What to do
Could you please find each line in the records that contains the word "withdraw" and copy it?

Provided material
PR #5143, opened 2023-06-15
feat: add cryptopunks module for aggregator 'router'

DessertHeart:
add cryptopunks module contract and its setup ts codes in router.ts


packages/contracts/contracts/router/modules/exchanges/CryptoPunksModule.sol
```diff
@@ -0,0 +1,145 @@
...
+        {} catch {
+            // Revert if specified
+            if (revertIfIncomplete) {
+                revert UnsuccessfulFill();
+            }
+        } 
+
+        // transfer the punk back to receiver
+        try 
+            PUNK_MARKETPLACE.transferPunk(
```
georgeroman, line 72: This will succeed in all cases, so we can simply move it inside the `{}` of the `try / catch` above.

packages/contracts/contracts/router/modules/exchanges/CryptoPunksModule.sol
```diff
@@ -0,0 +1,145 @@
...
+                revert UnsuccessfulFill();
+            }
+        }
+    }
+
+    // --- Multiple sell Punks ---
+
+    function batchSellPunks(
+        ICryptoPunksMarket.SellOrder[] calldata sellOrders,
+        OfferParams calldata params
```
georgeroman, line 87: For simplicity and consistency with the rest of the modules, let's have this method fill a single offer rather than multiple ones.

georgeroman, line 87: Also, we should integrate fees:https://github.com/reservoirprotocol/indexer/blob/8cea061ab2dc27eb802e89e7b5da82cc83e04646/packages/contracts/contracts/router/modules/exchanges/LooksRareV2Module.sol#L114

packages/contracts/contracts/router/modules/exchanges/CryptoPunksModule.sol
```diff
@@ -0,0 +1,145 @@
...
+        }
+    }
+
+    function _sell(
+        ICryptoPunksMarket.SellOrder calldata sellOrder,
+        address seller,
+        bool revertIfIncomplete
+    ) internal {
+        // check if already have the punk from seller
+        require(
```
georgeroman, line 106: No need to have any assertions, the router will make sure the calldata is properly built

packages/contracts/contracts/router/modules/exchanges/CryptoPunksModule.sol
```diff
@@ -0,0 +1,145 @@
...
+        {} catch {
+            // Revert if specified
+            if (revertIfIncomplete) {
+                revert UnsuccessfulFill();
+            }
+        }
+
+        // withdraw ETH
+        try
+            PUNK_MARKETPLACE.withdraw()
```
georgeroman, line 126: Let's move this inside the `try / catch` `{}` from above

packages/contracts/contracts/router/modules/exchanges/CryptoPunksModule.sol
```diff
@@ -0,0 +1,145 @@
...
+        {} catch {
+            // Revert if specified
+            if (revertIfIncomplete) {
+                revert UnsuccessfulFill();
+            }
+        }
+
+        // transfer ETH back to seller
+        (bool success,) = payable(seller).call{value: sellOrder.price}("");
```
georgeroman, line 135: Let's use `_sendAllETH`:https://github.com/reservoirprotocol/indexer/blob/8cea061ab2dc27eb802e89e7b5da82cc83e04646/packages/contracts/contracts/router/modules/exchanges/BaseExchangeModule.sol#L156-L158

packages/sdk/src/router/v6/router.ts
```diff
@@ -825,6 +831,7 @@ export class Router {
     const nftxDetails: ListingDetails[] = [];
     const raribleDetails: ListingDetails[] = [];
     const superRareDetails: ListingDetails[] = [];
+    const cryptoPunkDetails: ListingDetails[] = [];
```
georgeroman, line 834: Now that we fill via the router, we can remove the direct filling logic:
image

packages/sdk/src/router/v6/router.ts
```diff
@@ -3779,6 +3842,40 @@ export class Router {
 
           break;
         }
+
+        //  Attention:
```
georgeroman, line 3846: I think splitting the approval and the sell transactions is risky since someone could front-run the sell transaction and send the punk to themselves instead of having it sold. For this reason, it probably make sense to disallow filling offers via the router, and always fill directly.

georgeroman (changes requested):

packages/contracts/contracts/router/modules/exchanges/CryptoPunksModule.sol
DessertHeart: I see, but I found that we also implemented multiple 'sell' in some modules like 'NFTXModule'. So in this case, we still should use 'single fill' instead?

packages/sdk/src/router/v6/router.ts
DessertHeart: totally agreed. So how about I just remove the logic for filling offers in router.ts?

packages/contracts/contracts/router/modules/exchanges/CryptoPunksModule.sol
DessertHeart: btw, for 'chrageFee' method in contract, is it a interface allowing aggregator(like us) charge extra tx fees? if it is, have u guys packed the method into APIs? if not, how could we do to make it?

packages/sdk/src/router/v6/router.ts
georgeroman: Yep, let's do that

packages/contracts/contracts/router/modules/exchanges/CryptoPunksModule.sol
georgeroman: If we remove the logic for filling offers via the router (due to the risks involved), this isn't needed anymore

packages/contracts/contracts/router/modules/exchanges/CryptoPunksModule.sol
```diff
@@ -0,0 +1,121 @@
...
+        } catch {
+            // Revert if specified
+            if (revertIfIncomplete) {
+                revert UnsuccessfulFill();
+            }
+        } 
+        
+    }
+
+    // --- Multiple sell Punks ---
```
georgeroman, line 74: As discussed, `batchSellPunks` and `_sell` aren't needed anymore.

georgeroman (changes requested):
---
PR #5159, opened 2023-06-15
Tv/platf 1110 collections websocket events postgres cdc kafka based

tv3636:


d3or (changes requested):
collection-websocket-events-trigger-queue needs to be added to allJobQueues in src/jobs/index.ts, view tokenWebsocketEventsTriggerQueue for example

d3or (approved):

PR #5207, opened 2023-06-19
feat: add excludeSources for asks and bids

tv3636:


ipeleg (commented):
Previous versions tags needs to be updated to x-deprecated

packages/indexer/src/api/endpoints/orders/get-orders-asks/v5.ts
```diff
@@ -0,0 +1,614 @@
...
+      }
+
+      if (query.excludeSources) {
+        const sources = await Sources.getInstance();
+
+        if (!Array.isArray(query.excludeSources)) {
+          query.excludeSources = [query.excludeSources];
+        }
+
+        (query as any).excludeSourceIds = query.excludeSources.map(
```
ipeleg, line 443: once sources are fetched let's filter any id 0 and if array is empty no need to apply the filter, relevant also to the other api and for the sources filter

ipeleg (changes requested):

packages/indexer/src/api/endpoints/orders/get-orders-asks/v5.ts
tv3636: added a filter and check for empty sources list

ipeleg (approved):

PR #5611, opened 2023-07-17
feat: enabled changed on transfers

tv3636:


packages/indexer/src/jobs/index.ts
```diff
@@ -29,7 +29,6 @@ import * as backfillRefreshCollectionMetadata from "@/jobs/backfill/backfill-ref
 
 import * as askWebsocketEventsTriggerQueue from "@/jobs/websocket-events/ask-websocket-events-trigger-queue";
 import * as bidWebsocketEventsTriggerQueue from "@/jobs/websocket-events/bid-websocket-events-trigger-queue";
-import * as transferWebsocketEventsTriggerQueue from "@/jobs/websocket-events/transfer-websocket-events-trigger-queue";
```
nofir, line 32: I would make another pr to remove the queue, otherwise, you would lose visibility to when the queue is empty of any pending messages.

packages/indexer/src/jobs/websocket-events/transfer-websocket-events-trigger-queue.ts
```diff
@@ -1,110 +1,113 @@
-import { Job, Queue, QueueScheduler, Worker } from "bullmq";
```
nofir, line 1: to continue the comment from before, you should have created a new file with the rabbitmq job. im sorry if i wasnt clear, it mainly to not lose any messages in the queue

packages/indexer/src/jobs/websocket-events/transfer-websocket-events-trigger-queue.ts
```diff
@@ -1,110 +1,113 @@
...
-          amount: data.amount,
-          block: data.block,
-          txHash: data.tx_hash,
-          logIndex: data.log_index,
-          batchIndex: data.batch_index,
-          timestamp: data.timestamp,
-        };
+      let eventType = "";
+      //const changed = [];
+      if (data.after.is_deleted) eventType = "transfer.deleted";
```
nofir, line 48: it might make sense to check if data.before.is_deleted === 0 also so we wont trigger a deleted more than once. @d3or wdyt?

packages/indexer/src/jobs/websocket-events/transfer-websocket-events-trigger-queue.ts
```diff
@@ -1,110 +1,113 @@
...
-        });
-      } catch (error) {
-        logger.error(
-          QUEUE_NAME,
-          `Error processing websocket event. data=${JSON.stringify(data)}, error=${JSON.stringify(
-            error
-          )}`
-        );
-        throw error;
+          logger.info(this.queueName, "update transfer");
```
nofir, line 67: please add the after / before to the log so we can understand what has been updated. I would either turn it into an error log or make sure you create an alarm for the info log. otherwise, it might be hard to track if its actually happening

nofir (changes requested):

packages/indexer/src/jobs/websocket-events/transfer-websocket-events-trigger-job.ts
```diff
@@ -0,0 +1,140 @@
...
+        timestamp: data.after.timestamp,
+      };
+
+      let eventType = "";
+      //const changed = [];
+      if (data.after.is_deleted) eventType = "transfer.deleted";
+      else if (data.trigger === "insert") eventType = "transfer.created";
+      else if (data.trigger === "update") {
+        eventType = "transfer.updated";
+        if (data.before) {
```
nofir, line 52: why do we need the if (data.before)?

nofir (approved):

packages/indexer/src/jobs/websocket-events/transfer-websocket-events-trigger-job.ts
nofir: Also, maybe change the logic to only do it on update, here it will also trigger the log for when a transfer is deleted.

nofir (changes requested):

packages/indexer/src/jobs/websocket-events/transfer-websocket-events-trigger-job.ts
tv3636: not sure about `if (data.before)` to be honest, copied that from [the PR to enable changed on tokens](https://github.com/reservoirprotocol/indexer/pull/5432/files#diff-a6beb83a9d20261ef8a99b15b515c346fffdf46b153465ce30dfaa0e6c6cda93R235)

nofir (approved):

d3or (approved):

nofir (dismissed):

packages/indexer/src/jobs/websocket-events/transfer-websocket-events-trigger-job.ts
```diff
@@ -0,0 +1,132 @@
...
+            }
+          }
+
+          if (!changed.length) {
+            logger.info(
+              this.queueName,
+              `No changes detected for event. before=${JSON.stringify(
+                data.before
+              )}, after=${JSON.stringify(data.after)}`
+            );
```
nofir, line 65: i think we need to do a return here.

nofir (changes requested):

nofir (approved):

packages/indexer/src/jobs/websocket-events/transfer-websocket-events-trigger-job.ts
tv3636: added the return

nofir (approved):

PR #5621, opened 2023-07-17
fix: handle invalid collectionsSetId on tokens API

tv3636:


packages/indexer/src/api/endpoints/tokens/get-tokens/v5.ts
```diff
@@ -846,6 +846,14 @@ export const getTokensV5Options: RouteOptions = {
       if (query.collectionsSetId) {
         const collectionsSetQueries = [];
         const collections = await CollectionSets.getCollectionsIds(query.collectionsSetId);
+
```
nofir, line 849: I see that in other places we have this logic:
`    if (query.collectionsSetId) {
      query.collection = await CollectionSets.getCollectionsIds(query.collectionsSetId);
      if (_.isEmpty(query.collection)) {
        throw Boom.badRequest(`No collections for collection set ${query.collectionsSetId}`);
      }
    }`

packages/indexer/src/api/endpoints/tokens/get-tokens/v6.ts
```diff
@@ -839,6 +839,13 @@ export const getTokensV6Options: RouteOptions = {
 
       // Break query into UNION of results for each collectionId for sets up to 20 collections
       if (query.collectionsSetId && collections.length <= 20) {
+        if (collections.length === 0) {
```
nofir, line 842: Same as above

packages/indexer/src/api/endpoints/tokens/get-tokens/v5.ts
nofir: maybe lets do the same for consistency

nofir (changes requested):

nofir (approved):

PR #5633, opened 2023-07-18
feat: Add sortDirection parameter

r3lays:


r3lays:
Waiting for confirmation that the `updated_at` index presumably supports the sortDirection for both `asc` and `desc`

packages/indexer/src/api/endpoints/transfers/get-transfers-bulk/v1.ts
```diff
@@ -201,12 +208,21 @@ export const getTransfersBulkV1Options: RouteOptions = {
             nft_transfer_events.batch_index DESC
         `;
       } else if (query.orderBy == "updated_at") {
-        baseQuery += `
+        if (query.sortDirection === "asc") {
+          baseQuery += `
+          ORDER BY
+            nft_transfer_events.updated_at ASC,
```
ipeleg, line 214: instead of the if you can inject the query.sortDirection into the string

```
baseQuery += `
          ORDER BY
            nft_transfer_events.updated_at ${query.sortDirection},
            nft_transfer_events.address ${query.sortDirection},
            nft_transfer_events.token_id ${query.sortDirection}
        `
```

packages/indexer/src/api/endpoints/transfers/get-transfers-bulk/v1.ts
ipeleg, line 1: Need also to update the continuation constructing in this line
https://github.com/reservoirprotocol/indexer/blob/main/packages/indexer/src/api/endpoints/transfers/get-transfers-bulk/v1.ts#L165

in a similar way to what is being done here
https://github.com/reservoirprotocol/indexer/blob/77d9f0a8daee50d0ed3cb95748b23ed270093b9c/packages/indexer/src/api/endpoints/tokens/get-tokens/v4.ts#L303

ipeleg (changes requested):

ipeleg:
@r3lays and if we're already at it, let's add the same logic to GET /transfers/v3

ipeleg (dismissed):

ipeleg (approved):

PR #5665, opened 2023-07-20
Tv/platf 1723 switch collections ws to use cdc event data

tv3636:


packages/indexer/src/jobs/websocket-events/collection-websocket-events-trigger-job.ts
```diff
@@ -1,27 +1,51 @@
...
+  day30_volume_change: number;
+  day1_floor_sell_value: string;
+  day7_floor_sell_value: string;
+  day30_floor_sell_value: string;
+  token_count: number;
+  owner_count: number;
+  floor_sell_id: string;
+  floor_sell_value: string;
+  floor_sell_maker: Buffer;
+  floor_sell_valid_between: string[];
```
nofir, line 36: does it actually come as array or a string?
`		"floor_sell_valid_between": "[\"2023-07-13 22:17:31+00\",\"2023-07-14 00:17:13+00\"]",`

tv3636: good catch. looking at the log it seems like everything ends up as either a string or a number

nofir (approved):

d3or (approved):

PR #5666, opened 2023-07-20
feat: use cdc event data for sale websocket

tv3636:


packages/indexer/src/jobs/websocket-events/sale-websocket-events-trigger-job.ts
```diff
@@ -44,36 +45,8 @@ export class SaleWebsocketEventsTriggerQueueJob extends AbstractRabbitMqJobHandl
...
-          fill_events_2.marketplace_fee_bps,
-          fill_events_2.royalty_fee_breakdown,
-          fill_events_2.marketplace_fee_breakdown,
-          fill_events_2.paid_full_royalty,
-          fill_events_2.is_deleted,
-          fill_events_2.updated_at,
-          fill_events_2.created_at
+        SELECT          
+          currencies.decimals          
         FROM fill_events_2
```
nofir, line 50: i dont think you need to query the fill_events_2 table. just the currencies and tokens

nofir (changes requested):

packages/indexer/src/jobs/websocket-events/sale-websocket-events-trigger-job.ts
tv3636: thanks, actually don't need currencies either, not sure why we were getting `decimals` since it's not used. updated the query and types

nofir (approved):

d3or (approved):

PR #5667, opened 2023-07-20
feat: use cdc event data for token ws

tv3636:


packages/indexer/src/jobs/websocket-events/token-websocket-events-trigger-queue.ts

Exercise response
+        // withdraw ETH
+            PUNK_MARKETPLACE.withdraw()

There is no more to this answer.